ISSN 1662-4009 (online)

ESPE Yearbook of Paediatric Endocrinology (2020) 17 8.5 | DOI: 10.1530/ey.17.8.5


To read the full abstract: J Clin Endocrinol Metab. 2020; 105(3): dgz145. PMID: 31665349.

Prenatal treatment with glucocorticoids (GC) is used in several clinical indications. However, the long-term outcome on offspring metabolic, somatic and cognitive health has raised significant concern. In rodents, high glucocorticoid levels inhibit development of beta cells during fetal life and lead to insulin deficiency in adulthood. To investigate whether similar phenomena occur in humans, Jean-Pierre Riveline and colleagues compared the beta-cell function of adults exposed to glucocorticoids during the first part of fetal life with that of nonexposed subjects. The authors assessed beta cell function using the oral glucose tolerance test (OGTT) and the graded intravenous glucose and arginine tests in adults (n =16) treated with dexamethasone (DEX) during the first trimester of fetal life. They were compared to untreated healthy participants (n =16) with normal glucose tolerance, who were matched for age, sex, and body mass index. Subjects exposed to glucocorticoids were born to mothers who had been treated with DEX 1 – 1.5 mg/day from the sixth gestational week (GW) to prevent genital virilization in children at risk of 21-hydroxylase deficiency (1), but stopped DEX before the 18th GW following negative genotyping of the fetus. Insulin sensitivity was determined by the hyperinsulinemic-euglycemic-clamp.

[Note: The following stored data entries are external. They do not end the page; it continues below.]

PR #281, opened 2016-12-14
CB-12247: Hard link instead of soft linking

Mitko-Kerezov:
Softlinking resource files (.wav files [for example](https://github.com/apache/cordova-plugin-dialogs/tree/master/src/ios/CDVNotification.bundle)) leads to some unexpected behavior. Said resource files are stored as symbolic links inside the .ipa and the app cannot be installed on iOS 10.
Instead of creating symbolic link create regular links - it is better than copying the files performance-wise and the solution is more robust.

Part of the fix for [CB-12247: Symlinking resource files leads to inability to install app on iOS 10](https://issues.apache.org/jira/browse/CB-12247)

### DIFF
--- a/bin/templates/scripts/cordova/lib/plugman/pluginHandlers.js
+++ b/bin/templates/scripts/cordova/lib/plugman/pluginHandlers.js
@@ -304,7 +304,7 @@ function copyFile (plugin_dir, src, project_dir, dest, link) {
     shell.mkdir('-p', path.dirname(dest));
 
     if (link) {
-        symlinkFileOrDirTree(src, dest);
+        linkFileOrDirTree(src, dest);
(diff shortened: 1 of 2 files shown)


Mitko-Kerezov:
Note: I've tested this with `cordova-android` and it doesn't seem to reproduce - for one reason or another `gradle` seems to follow symlinks when zipping up the `.apk` file, so this fix may be enough to mitigate the whole problem. E.g. there's no need to propagate it to all the other platforms and to plugman as well

kerrishotts:
Can you update the title so that it includes the issue number with the following form:

issue#: description

That way the issue tracker will get all the updates here automatically.

Mitko-Kerezov:
Sure thing @kerrishotts

PR #283, opened 2016-12-30
CB-6274 Added support for BackgroundColor preference

mdoelker:
Supports #RGB #RRGGBB #AARRGGBB 0xRRGGBB and 0xAARRGGBB as noted in CB-6273. Fails gracefully for invalid color values (bg remains white).

### DIFF
--- a/CordovaLib/Classes/Public/CDVViewController.h
+++ b/CordovaLib/Classes/Public/CDVViewController.h
@@ -79,6 +79,7 @@
 - (NSString*)appURLScheme;
 - (NSURL*)errorURL;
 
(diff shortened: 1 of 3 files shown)


shazron:
Thanks for the PR! Unit tests still need to be added.

mdoelker:
Right. Any hints what the correct place for this would be? It seems like there are no tests for any other preference yet. Would adding a test for the method to the CDVViewControllerTest.m be sufficient?

shazron:
That would be where I would put it, since you are testing the `colorFromColorString` from CDVViewController here.

PR #286, opened 2017-01-10
CB-12287: Remove hardcoded simulator build destination

kerrishotts:
### Platforms affected

iOS 4.3.1 and below

### What does this PR do?

In `cordova-ios@4.3.1` and below, the Xcode build destination when building for a simulator is hardcoded as "iPhone 5s". This works as long as the user has an iPhone 5s simulator installed, but if they remove it, the build process breaks.

This PR follows the same logic as `cordova emulate ios` in choosing a default destination, but also respects `--target` if specified. For example:

```
    $ cordova emulate ios       # will currently select iPhone SE simulator to build against and emulate
    $ cordova emulate ios --target="iPhone-7-Plus"  # will build against and emulate on the iPhone 7+
```

If there are no simulators available, the behavior is undefined, but Xcode wouldn't be able to build either.

Manual tests and `npm test`

### Checklist
    - Note: a couple of tests were modified so that they could pass, but they don't actually test this issue. Tests covering the inner logic will come in a separate PR

### DIFF
--- a/bin/templates/scripts/cordova/lib/build.js
+++ b/bin/templates/scripts/cordova/lib/build.js
@@ -53,7 +53,33 @@ var buildFlagMatchers = {
     'shared_precomps_dir' : /^(SHARED_PRECOMPS_DIR=.*)/
 };
 
+/**
+ * Returns a promise that resolves to the default simulator target; the logic here
+ * matches what `cordova emulate ios` does. 
+ * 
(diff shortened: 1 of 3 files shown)


purplecabbage:
LGTM!
Not a breaking change in my opinion, no major bump required.

shazron:
LGTM

PR #293, opened 2017-03-02
CB-12523 - Remove iOS 8 support

shazron:
### Platforms affected

iOS

### What does this PR do?

Bump up minimum deployment target to iOS 9.

`npm test` and also created a new project with the cordova-ios platform that includes this change, and built for both device and simulator.

### Checklist


jcesarmobile:
A few tests are set to iOS 8 like https://github.com/apache/cordova-ios/blob/master/tests/spec/unit/fixtures/test-config-2.xml#L15

Should them also be updated?

shazron:
Travis CI: Looks like the iOS Simulator was never even run, and it failed. Tested it locally again and it works. Flaky CI (esp since it took over 24 hours before this was run on CI)

@jcesarmobile looks like the tests even pass with that 8.0 value in. Which tells me that value was never tested in the first place? (bad test)

PR #1014, opened 2020-10-28
Don't show splashscreen when using standalone CDVViewController

### LINKED ISSUE #929: Cannot disable splashscreen in standalone CDVViewController
# Bug Report

## Problem

According to the Cordova Splashscreen documentation, iOS apps should be able to disable the Cordova-provided launch splashscreen by setting SplashScreenDelay to 0 and FadeSplashScreenDuration to 0. As of 6.1.0, these settings no longer have that effect. `createLaunchView` in `CDVViewController.m` does not inspect these settings before instantiating the launch storyboard.

Reference:
https://cordova.apache.org/docs/en/latest/reference/cordova-plugin-splashscreen/index.html#launch-storyboard-images

https://github.com/apache/cordova-ios/compare/5.1.x...6.1.x#diff-3d962b8f101cacedea7abce2ca246eac

## Checklist

dpogue:
### Platforms affected
iOS

### Motivation and Context

Closes #929 

### Description

When using CDVViewController via CordovaLib as a library, the app might already be loaded and not need to show the launch storyboard again.

Rather than unconditionally showing the splashscreen until the webview content has loaded, make it initially invisible. Then in the project template, make it visible so that it continues working as expected for apps using the Cordova CLI.

### Testing

Manual testing

### Checklist

### DIFF
--- a/CordovaLib/Classes/Public/CDVViewController.h
+++ b/CordovaLib/Classes/Public/CDVViewController.h
@@ -37,6 +37,7 @@
 }
 
 @property (nonatomic, readonly, weak) IBOutlet UIView* webView;
+@property (nonatomic, readonly, strong) UIView* launchView;
 
 @property (nonatomic, readonly, strong) NSMutableDictionary* pluginObjects;
 @property (nonatomic, readonly, strong) NSDictionary* pluginsMap;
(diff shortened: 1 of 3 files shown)


NiklasMerz (commented):
I am still an ObjectiveC noob but trying to learn stuff. Why not use the hidden property here?

https://developer.apple.com/documentation/uikit/uiview/1622585-hidden

erisu (approved):
LGTM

Although there was no evidence of altered insulin sensitivity, DEX exposed participants showed significantly lower insulin secretion both on OGTT and arginine tests, indicating lower beta cell function. These findings confirm that GC exposure during the first part of fetal life is associated with a decrease in insulin secretion in response to IV glucose and arginine at adult age. The present human model of GC exposure is unique, since exposure was limited to the first part of gestation, a period corresponding to the differentiation of beta cells with low risk of confounding factors, such as gestational diabetes and hypertension. DEX, a fluorinated synthetic GC used in this model, evades inactivation by placental 11-beta-hydroxysteroid dehydrogenase type 2, which oxidizes cortisol to the inactive form cortisone (2). Therefore, when given to pregnant women, DEX enters directly into fetal circulation in its active form. This study provides the first evidence that prenatal treatment with DEX during the first part of fetal life is associated with decreased beta-cell function at adult age and may lead to glucose intolerance later in life. This new evidence adds to other existing concerns regarding the long-term safety of prenatal DEX treatment in CAH.

References:

1. David M, Forest MG. Prenatal treatment of congenital adrenal hyperplasia resulting from 21-hydroxylase de ciency. J Pediatr. 1984;105(5):799–803.

2. Brown RW, Diaz R, Robson AC, et al. The ontogeny of 11 beta- hydroxysteroid dehydrogenase type 2 and mineralocorticoid re- ceptor gene expression reveal intricate control of glucocorticoid action in development. Endocrinology. 1996;137(2):794–797.